The game, which turned supporting food carts, trucks and stands into a friendly competition, drove players to visit street vendors throughout the five boroughs and purchase their wares to win a grand prize. The groups of teams were filled with anticipation but they soon remembered why they were there when Perez’s speech punctuated the afternoon.
“What we need beyond today is also your support to change so that we can be recognized as small businesses that can work legally as street vendors.” Perez said. “We don’t come here to harm anyone, rob anyone. We come to work and bring our families forward.”
But gaining support, especially from the city government, has been and continues to be a challenge. After two years of residing within the Department of Consumer and Worker Protection, the Office of Street Vendor Enforcement became officially established within the Department of Sanitation as of April 1, according to a letter from the office of Mayor Eric Adams. In response, street vendors refused to be treated like trash.
Laborers, community leaders and nonprofit organizations have since buttressed their efforts towards guaranteeing protection that is otherwise threatened by bureaucratic mutability and, now, DSNY police.
“It’s just a mismatch,” said Carina Kaufman-Gutierrez, deputy director of SVP. “Street vendors are small businesses and thinking about the Department of Sanitation, they do great work but their mandate is not to be involved with small businesses.”
Members of the SVP, including many of the laborers they represent, and several workers’ unions gathered in Washington Square Park on International Workers’ Day to rally for their rights. Politicians also gathered to share their solidarity with workers.
“Y’all work too damn hard to keep our city running, to keep yourselves, your families, your blocks, your communities, your boroughs, your city safe and healthy and moving forward,” New York City council member Tiffany Cabán said at the rally. “Y’all are due to get absolutely everything you are demanding and you absolutely deserve.”
An increase in available mobile food vending permits—currently capped at 3,000 citywide—is one of the many acts of legislation that advocates are working towards. According to Kaufman-Gutierrez, this would allow vendors greater protection while they work on the street for people like Perez.

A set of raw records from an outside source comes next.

PR #392, opened 2019-03-05
Enforce request cardinality for unary-request calls also for the case of zero request messages being sent.

MrMage:
Otherwise, the server will never respond to a call that gets closed without the client sending a response.

In addition, we introduce a method `sendErrorStatus` (happy to discuss naming) on `BaseCallHandler` that sends an error status to the client while ensuring that all call context promises are fulfilled. This method is required (and needs to be overridden) because only the concrete call subclass knows which promises need to be fulfilled.

### DIFF
--- a/Sources/SwiftGRPCNIO/CallHandlers/BaseCallHandler.swift
+++ b/Sources/SwiftGRPCNIO/CallHandlers/BaseCallHandler.swift
@@ -19,7 +19,7 @@ public class BaseCallHandler<RequestMessage: Message, ResponseMessage: Message>:
   /// Called when the client has half-closed the stream, indicating that they won't send any further data.
   ///
   /// Overridden by subclasses if the "end-of-stream" event is relevant.
-  public func endOfStreamReceived() { }
+  public func endOfStreamReceived() throws { }
 
   /// Whether this handler can still write messages to the client.
   private var serverCanWrite = true
@@ -60,7 +60,11 @@ extension BaseCallHandler: ChannelInboundHandler {
       }
 
     case .end:
-      endOfStreamReceived()
+      do {
+        try endOfStreamReceived()
+      } catch {
+        self.errorCaught(ctx: ctx, error: error)
+      }
     }
   }
 }
--- a/Sources/SwiftGRPCNIO/CallHandlers/BaseCallHandler.swift
+++ b/Sources/SwiftGRPCNIO/CallHandlers/BaseCallHandler.swift
@@ -30,6 +30,12 @@ public class BaseCallHandler<RequestMessage: Message, ResponseMessage: Message>:
   public init(errorDelegate: ServerErrorDelegate?) {
     self.errorDelegate = errorDelegate
   }
+  
+  /// Sends an error status to the client while ensuring that all call context promises are fulfilled.
+  /// Because only the concrete call subclass knows which promises need to be fulfilled, this method needs to be overridden.
+  func sendErrorStatus(_ status: GRPCStatus) {
+    fatalError("needs to be overridden")
+  }
 }
 
 extension BaseCallHandler: ChannelInboundHandler {
@@ -40,10 +46,10 @@ extension BaseCallHandler: ChannelInboundHandler {
   /// return a status with code `.internalError`.
   public func errorCaught(ctx: ChannelHandlerContext, error: Error) {
     errorDelegate?.observe(error)
-
+    
     let transformed = errorDelegate?.transform(error) ?? error
     let status = (transformed as? GRPCStatusTransformable)?.asGRPCStatus() ?? GRPCStatus.processingError
-    self.write(ctx: ctx, data: NIOAny(GRPCServerResponsePart<ResponseMessage>.status(status)), promise: nil)
+    sendErrorStatus(status)
   }
 
   public func channelRead(ctx: ChannelHandlerContext, data: NIOAny) {
--- a/Sources/SwiftGRPCNIO/CallHandlers/BaseCallHandler.swift
+++ b/Sources/SwiftGRPCNIO/CallHandlers/BaseCallHandler.swift
@@ -46,7 +46,7 @@ extension BaseCallHandler: ChannelInboundHandler {
   /// return a status with code `.internalError`.
   public func errorCaught(ctx: ChannelHandlerContext, error: Error) {
     errorDelegate?.observe(error)
-    
+
     let transformed = errorDelegate?.transform(error) ?? error
     let status = (transformed as? GRPCStatusTransformable)?.asGRPCStatus() ?? GRPCStatus.processingError
     sendErrorStatus(status)
--- a/Sources/SwiftGRPCNIO/CallHandlers/BidirectionalStreamingCallHandler.swift
+++ b/Sources/SwiftGRPCNIO/CallHandlers/BidirectionalStreamingCallHandler.swift
@@ -36,7 +36,7 @@ public class BidirectionalStreamingCallHandler<RequestMessage: Message, Response
     }
   }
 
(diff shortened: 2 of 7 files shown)


Sources/SwiftGRPCNIO/GRPCError.swift
```diff
@@ -143,7 +146,10 @@ extension GRPCServerError: GRPCStatusTransformable {
     case .responseProtoSerializationFailure:
       return GRPCStatus(code: .internalError, message: "could not serialize response proto")
 
-    case .requestCardinalityViolation:
+    case .requestCardinalityViolationTooFew:
```
glbrntt: nit: these names don't sound quite right now, `too{Few,Many}Requests`?

MrMage: Done, thanks!

MrMage:
@glbrntt I've slightly extended the scope of this PR; please take another look.

Sources/SwiftGRPCNIO/CallHandlers/BidirectionalStreamingCallHandler.swift
```diff
@@ -36,9 +36,13 @@ public class BidirectionalStreamingCallHandler<RequestMessage: Message, Response
...
 
-  public override func endOfStreamReceived() {
+  public override func endOfStreamReceived() throws {
     eventObserver?.whenSuccess { observer in
       observer(.end)
     }
   }
+  
+  override func sendErrorStatus(_ status: GRPCStatus) {
+    context?.statusPromise.fail(error: status)
```
glbrntt: Where are we `write`-ing the status now?

Sources/SwiftGRPCNIO/GRPCError.swift
glbrntt: Ah, I meant just replacing the names!
- `requestCardinalityViolationTooFew` -> `tooFewRequests`
- `requestCardinalityViolationTooMany` -> `tooManyRequests`

MrMage: Renamed again :-)

Sources/SwiftGRPCNIO/CallHandlers/BidirectionalStreamingCallHandler.swift
MrMage: The call contexts schedule closures writing the status off the corresponding promises; see https://github.com/grpc/grpc-swift/blob/master/Sources/SwiftGRPCNIO/ServerCallContexts/UnaryResponseCallContext.swift and https://github.com/grpc/grpc-swift/blob/master/Sources/SwiftGRPCNIO/ServerCallContexts/StreamingResponseCallContext.swift.

glbrntt: Ah of course, thanks!

Sources/SwiftGRPCNIO/CallHandlers/BaseCallHandler.swift
```diff
@@ -40,10 +46,10 @@ extension BaseCallHandler: ChannelInboundHandler {
   /// return a status with code `.internalError`.
   public func errorCaught(ctx: ChannelHandlerContext, error: Error) {
     errorDelegate?.observe(error)
-
+
```
rebello95: nit: Revert?

Sources/SwiftGRPCNIO/GRPCError.swift
```diff
@@ -87,8 +87,11 @@ public enum GRPCServerError: Error, Equatable {
   /// It was not possible to serialize the response protobuf.
   case responseProtoSerializationFailure
 
+  /// Zero requests were sent for a unary-request call.
```
rebello95: Will this always be zero? If so, maybe the error should be `noRequestsSent`

Tests/SwiftGRPCNIOTests/NIOServerWebTests.swift
```diff
@@ -42,24 +42,30 @@ class NIOServerWebTests: NIOBasicEchoTestCase {
     data.insert(UInt8(0), at: 0)
     return data
   }
-
-  private func gRPCWebOKTrailers() -> Data {
-    var data = "grpc-status: 0\r\ngrpc-message: OK".data(using: .utf8)!
+
```
rebello95: Revert

Tests/SwiftGRPCNIOTests/NIOServerWebTests.swift
```diff
@@ -42,24 +42,30 @@ class NIOServerWebTests: NIOBasicEchoTestCase {
...
     // Add the gRPC prefix with the compression byte and the 4 length bytes.
     for i in 0..<4 {
       data.insert(UInt8((data.count >> (i * 8)) & 0xFF), at: 0)
     }
     data.insert(UInt8(0x80), at: 0)
     return data
   }
+  
+  private func gRPCWebOKTrailers() -> Data {
+    return gRPCWebTrailers(status: 0, message: "OK")
```
rebello95: Curious, why make this 1-line function instead of inlining the other `gRPCWebOKTrailers` function?

Sources/SwiftGRPCNIO/GRPCError.swift
MrMage: Renamed to `noRequestsButOneExpected` (to make it clear what the expectation is); let me know if that works for you.

rebello95: sgtm

Tests/SwiftGRPCNIOTests/NIOServerWebTests.swift
MrMage: Not sure what you mean with that, but I changed this to `fun gRPCWebTrailers(status: Int = 0, message: String = "OK")` now.

MrMage:
@rebello95 please take another look, especially at the unresolved conversations. Feel free to merge if you are satisfied with the current revision.

Tests/SwiftGRPCNIOTests/NIOServerWebTests.swift
rebello95: Looks like there's still trailing whitespace here

Tests/SwiftGRPCNIOTests/NIOServerWebTests.swift
rebello95: Sorry, typo. I was basically wondering why `gRPCWebTrailers(status: Int, message: String)` is a separate function since this is the only thing that calls it. This is fine though since `gRPCWebOKTrailers` provides clarity as to the intent

Tests/SwiftGRPCNIOTests/NIOServerWebTests.swift
```diff
@@ -85,7 +91,25 @@ extension NIOServerWebTests {
         completionHandlerExpectation.fulfill()
       }
     }
-
+    
+    waitForExpectations(timeout: defaultTestTimeout)
+  }
+  
+  func testUnaryWithoutRequestMessage() {
```
rebello95: Just realized that this also needs to be added to `allTests` to run on Linux

MrMage:
Looks like I forgot to actually commit and push my fixes, sorry about that! @rebello95, please take one final look.

Tests/SwiftGRPCNIOTests/NIOServerWebTests.swift
MrMage: FYI, it's actually used with a different argument in `testUnaryWithoutRequestMessage`.

PR #1689, opened 2023-10-25
Add a retry throttle

glbrntt:
Motivation:

To implement retries and hedging, transports need to be able to throttle attempts to svoid overloading servers. The uses a token based system where successful requests, ones which end with non-retryable status code, add tokens and those which fail remove tokens from the system. Successful requests add 1 token, failed requests remove `tokenRatio` tokens (typically less than 1).

Modification:

- Implement a retry throttle
- Add a requirement to the `ClientTransport`

Result:

Retries can be throttled.


Package.swift
```diff
@@ -46,6 +46,10 @@ let packageDependencies: [Package.Dependency] = [
     url: "https://github.com/apple/swift-nio-extras.git",
     from: "1.4.0"
   ),
+  .package(
+    url: "https://github.com/apple/swift-atomics.git",
+    from: "1.1.0"
```
gjcairo, line 51: There was a 1.2.0 release last week to support Swift 5.9 - should we depend on that version instead?

Sources/GRPCCore/Transport/RetryThrottle.swift
```diff
@@ -0,0 +1,124 @@
...
+/// by ``tokenRatio`` and failed attempts decrement the available tokens by one. In the context
+/// of throttling, a failed attempt is one where the server terminates the RPC with a status code
+/// which is retryable or non fatal (as defined by ``RetryPolicy/retryableStatusCodes`` and
+/// ``HedgingPolicy/nonFatalStatusCodes``) or when the client receives a pushback response from
+/// the server.
+///
+/// See also [gRFC A6: client retries](https://github.com/grpc/proposal/blob/master/A6-client-retries.md).
+public struct RetryThrottle: Sendable {
+  // Note: only three figures after the decimal point from the original token ratio are used so
+  //   all computation is done a scaled number of tokens (tokens * 1000). This allows us to all
```
gjcairo, line 33:
```suggestion
  //   all computation is done a scaled number of tokens (tokens * 1000). This allows us to do all
```

Sources/GRPCCore/Transport/RetryThrottle.swift
```diff
@@ -0,0 +1,124 @@
...
+  /// The maximum number of tokens the throttle may hold.
+  public var maximumTokens: Int {
+    self.scaledMaximumTokens / 1000
+  }
+
+  /// The number of tokens the throttle currently has.
+  ///
+  /// If this value is less than or equal to half of ``maximumTokens`` then RPCs will not be retried
+  /// and hedging will be disabled.
+  public var tokens: Double {
```
gjcairo, line 68: Nit: maybe `availableTokens` is clearer?

Sources/GRPCCore/Transport/RetryThrottle.swift
```diff
@@ -0,0 +1,124 @@
...
+  }
+
+  /// The maximum number of tokens the throttle may hold.
+  public var maximumTokens: Int {
+    self.scaledMaximumTokens / 1000
+  }
+
+  /// The number of tokens the throttle currently has.
+  ///
+  /// If this value is less than or equal to half of ``maximumTokens`` then RPCs will not be retried
```
gjcairo, line 66:
```suggestion
  /// If this value is not above the retry threshold, then RPCs will not be retried
```

Sources/GRPCCore/Transport/RetryThrottle.swift
```diff
@@ -0,0 +1,124 @@
...
+    self.scaledRetryThreshold = scaledTokens / 2
+    self.scaledTokenRatio = scaledTokenRatio
+    self.scaledTokensAvailable = LockedValueBox(scaledTokens)
+  }
+
+  /// Records a success, adding a token to the throttle.
+  @usableFromInline
+  func recordSuccess() {
+    self.scaledTokensAvailable.withLockedValue { value in
+      value = Swift.min(self.scaledMaximumTokens, value &+ self.scaledTokenRatio)
```
gjcairo, line 110: Nit: is the `Swift.` namespace prefix needed?

Sources/GRPCCore/Transport/RetryThrottle.swift
```diff
@@ -0,0 +1,124 @@
...
+    }
+  }
+
+  /// Records a failure, removing tokens from the throttle. Returns whether retries will now be
+  /// throttled.
```
gjcairo, line 115: Nit, but I guess we prefer
```suggestion
  /// Records a failure, removing tokens from the throttle. 
  /// - Returns: Whether retries will now be throttled.
```

Package.swift
glbrntt: Good spot. It's actually not needed at all, I started implementing this with atomics but realised you can't clamp atomically so ended up with a lock...

Sources/GRPCCore/Transport/RetryThrottle.swift
glbrntt: Hmm, could it be confused with the number of tokens which are available to get (i.e. max tokens minus current tokens)?

Sources/GRPCCore/Transport/RetryThrottle.swift
```diff
@@ -0,0 +1,124 @@
...
+/// the server.
+///
+/// See also [gRFC A6: client retries](https://github.com/grpc/proposal/blob/master/A6-client-retries.md).
+public struct RetryThrottle: Sendable {
+  // Note: only three figures after the decimal point from the original token ratio are used so
+  //   all computation is done a scaled number of tokens (tokens * 1000). This allows us to do all
+  //   computation in integer space.
+
+  /// The number of tokens available, multiplied by 1000.
+  private let scaledTokensAvailable: LockedValueBox<Int>
```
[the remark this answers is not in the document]
glbrntt: Yeah, good question. So each client transport needs to instantiate a retry throttle and then just hold on to it. The call layer needs access and mutate the throttle from across threads so it needs to be thread safe. IMO it doesn't make sense for the transport to have to do the locking which is why it's here. I don't think users would reach for a lock anyway: there are no public mutating functions for them to call.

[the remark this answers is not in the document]
FranzBusch: I guess all of this makes a lot more sense when you see the larger picture. Right now the type and the semantics seem a bit confusing to me but I will see in the follow up PRs how it is used :)

FranzBusch (approved):

Sources/GRPCCore/Transport/RetryThrottle.swift
gjcairo: Yes right... okay that's fine then, I think this is clear enough.

PR #1691, opened 2023-10-30
Add benchmarks for Metadata collection

gjcairo:
## Motivation

This PR adds benchmarks (perf tests) for the Metadata collection introduced in https://github.com/grpc/grpc-swift/pull/1683

## Modifications

Benchmarks added

## Result

Benchmarks for Metadata collection are now present.


Performance/Benchmarks/Benchmarks/GRPCSwiftBenchmark/Benchmarks.swift
```diff
@@ -14,24 +14,128 @@
...
+  Benchmark("Metadata - Add string") { benchmark in
+    for _ in benchmark.scaledIterations {
+      var metadata = Metadata()
+      for i in 0..<1000 {
+          metadata.addString("\(i)", forKey: "\(i)")
+      }
+    }
+  }
+  
+  Benchmark("Metadata - Remove string") { benchmark in
```
glbrntt, line 45: `removeAllValues(forKey:)` doesn't care about the type being removed. We can remove the binary equivalent to this test and just call it "Remove all values for key" (or something along those lines)

Performance/Benchmarks/Benchmarks/GRPCSwiftBenchmark/Benchmarks.swift
```diff
@@ -14,24 +14,128 @@
...
+      var metadata = Metadata()
+      for i in 0..<1000 {
+          metadata.addString("\(i)", forKey: "\(i)")
+      }
+      
+      benchmark.startMeasurement()
+      for i in 0..<1000 {
+          metadata.removeAllValues(forKey: "\(i)")
+      }
+    }
```
glbrntt, line 56: I think this test is probably more interesting/useful if we measure adding 1000 values for a single key then removing all values for that one key.

glbrntt (changes requested):
Couple of small comments, looks good otherwise. Presumably we need to add a baseline for these too.

Performance/Benchmarks/Benchmarks/GRPCSwiftBenchmark/Benchmarks.swift
gjcairo: Yes I realised this as I was generating the thresholds - copy pasta :D

Package.swift
```diff
@@ -461,6 +461,11 @@ extension Product {
     name: grpcProductName,
     targets: [grpcTargetName]
   )
+    
+  static let grpcCore: Product = .library(
+    name: "GRPCCore",
+    targets: ["GRPCCore"]
+  )
```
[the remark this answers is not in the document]
gjcairo: Renaming the product to `_GRPCCore` works well.

Performance/Benchmarks/Benchmarks/GRPCSwiftBenchmark/Benchmarks.swift
```diff
@@ -14,24 +14,128 @@
...
+  Benchmark("Metadata - Add binary") { benchmark in
+    let value: [UInt8] = [1, 2, 3]
+    benchmark.startMeasurement()
+    for _ in benchmark.scaledIterations {
+      var metadata = Metadata()
+      for i in 0..<1000 {
+          metadata.addBinary(value, forKey: "\(i)")
+      }
+    }
+  }
```
dnadoba, line 68: Benchmark.init has an overload with a trailing setup closure which is executed once and can return some setup data: https://swiftpackageindex.com/ordo-one/package-benchmark/1.11.2/documentation/benchmark/benchmark/init(_:configuration:closure:setup:teardown:)-8kbjd

Performance/Benchmarks/Benchmarks/GRPCSwiftBenchmark/Benchmarks.swift
```diff
@@ -14,24 +14,119 @@
...
+      
+      benchmark.startMeasurement()
+      for i in 0..<1000 {
+          metadata.addBinary(value, forKey: "\(i)")
+      }
+      benchmark.stopMeasurement()
+    }
+  }
+  
+  Benchmark("Metadata_Remove_values_for_key") { benchmark in
```
glbrntt, line 58: Seems like we only need underscores in the filename:
- https://github.com/apple/swift-certificates/blob/main/Benchmarks/Benchmarks/CertificatesBenchmark/Benchmarks.swift
- https://github.com/apple/swift-certificates/tree/main/Benchmarks/Thresholds/5.9

Can we remove them here?

gjcairo: This is what I had originally (files with underscores, benchmark names with spaces) but the check against the thresholds would always pass even when it shouldn't - I could only make it fail once I started using underscores in the names too.

glbrntt (approved):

After having worked 20 years as a street vendor, Perez remains in the queue for a mobile food permit. As one of SVJ’s almost 3,000 members, though, she retains some level of security with the nonprofit providing legal services and educational training.
In lieu of the morass of paperwork within the city departments, street vendors have also begun to form their own coalitions, ensuring that the space in which they sell remains safe against authorities. Getting off of the 7-train on 103 Street, one’s senses are piqued by the smells of roasting meat and sweet aguas frescas in a little nook of Latin America that has flourished since its vendors formed their alliance.
The Corona Plaza Coalition, which has been named one of New York City’s top 100 restaurants by The New York Times, created an association in 2022 that established that the vendors would handle any disputes or matters regarding cleanliness internally to stave off any encounters with law enforcement.
Since the reestablishment under the DSNY, run-ins with the police have fortunately been limited to those truly violating health and safety codes. Yet, the frequency of confrontations could subside if the proper instruction for the police and street vendors were provided, according to Kaufman-Gutierrez.
“We’ve been pleasantly surprised at the way they have really done the 24-hour warning system with vendors before doing enforcement,” said Kaufman-Gutierrez. “But warning is not the same as training.”
Continued investment in street vendors, educational resources and the organizations that advocate for them is a tasty way to keep New York City’s small businesses alive.
“We’re coming together and uniting as a community. We should focus on ensuring that street vendors are able to thrive,” Perez said.